We study a general clustering setting in which we have $n$ elements to be clustered, and we aim to perform as few queries as possible to an oracle that returns a noisy sample of the weighted similarity between two elements. Our setting encompasses many application domains in which the similarity function is costly to compute and inherently noisy.
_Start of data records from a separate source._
PR #2010, opened 2024-08-11
Add new validators for date fields

irisfaraway:
https://eaflood.atlassian.net/browse/IWTF-3913

This adds additional validators for the individual date fields and the overall date to make sure that any dates entered are valid.

An additional PR will follow to apply these validations to the GAFL frontend.

### DIFF
--- a/packages/business-rules-lib/src/validators/__tests__/date.validators.spec.js
+++ b/packages/business-rules-lib/src/validators/__tests__/date.validators.spec.js
@@ -1,0 +1,95 @@
+import Joi from 'joi'
+import * as dateValidation from '../date.validators.js'
+
+describe('date validators', () => {
+  describe('dayValidator', () => {
+    it.each([1, 15, 31])('expects an integer between 1 and 31', async value => {
+      await expect(dateValidation.createDayValidator(Joi).validateAsync(value)).resolves.toEqual(value)
+    })
+
+    it.each([
+      [0, 'must be greater than or equal to 1'],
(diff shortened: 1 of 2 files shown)


packages/business-rules-lib/src/validators/__tests__/date.validators.spec.js
```diff
@@ -0,0 +1,95 @@
...
+
+    it.each([
+      [0, 'must be greater than or equal to 1'],
+      [32, 'must be less than or equal to 31'],
+      [1.5, 'must be an integer'],
+      ['foo', 'must be a number'],
+      ['', 'must be a number'],
+      [null, 'must be a number'],
+      [undefined, 'is required']
+    ])('throws an error if the value is invalid', async (value, message) => {
```
jaucourt, line 18: With a test description like this, we'll only have an output of 'throws an error if the value is invalid' seven times, which isn't very informative. A description of 'When date value is %s validator throws an error of %s' would probably do the trick.

This goes for all the other it.each tests in this file, if you don't mind? Thanks

jaucourt (changes requested):
Some changes needed so that we have unique test names, please

packages/business-rules-lib/src/validators/__tests__/date.validators.spec.js
irisfaraway: Sorted!

jaucourt (approved):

We introduce two novel formulations of online learning problems rooted in the paradigm of Pure Exploration in Combinatorial Multi-Armed Bandits (PE-CMAB): fixed confidence and fixed budget settings. For both settings, we design algorithms that combine a sampling strategy with a classic approximation algorithm for correlation clustering and study their theoretical guarantees. Our results are the first examples of polynomial-time algorithms that work for the case of PE-CMAB in which the underlying offline optimization problem is NP-hard.

翻译：我们研究一种通用的聚类场景，其中包含待聚类的 $n$ 个元素，目标是尽可能少地向预言机进行查询，该预言机返回两个元素之间加权相似度的带噪声样本。我们的设定涵盖了许多应用领域，其中相似度函数的计算成本高昂且本质上是带噪声的。我们基于组合多臂老虎机纯探索范式，提出了两种新颖的在线学习问题形式化表述：固定置信度与固定预算设定。针对这两种设定，我们设计了将采样策略与经典相关聚类近似算法相结合的算法，并研究了其理论保证。我们的结果是首批适用于组合多臂老虎机纯探索场景的多项式时间算法，其中底层离线优化问题是NP难的。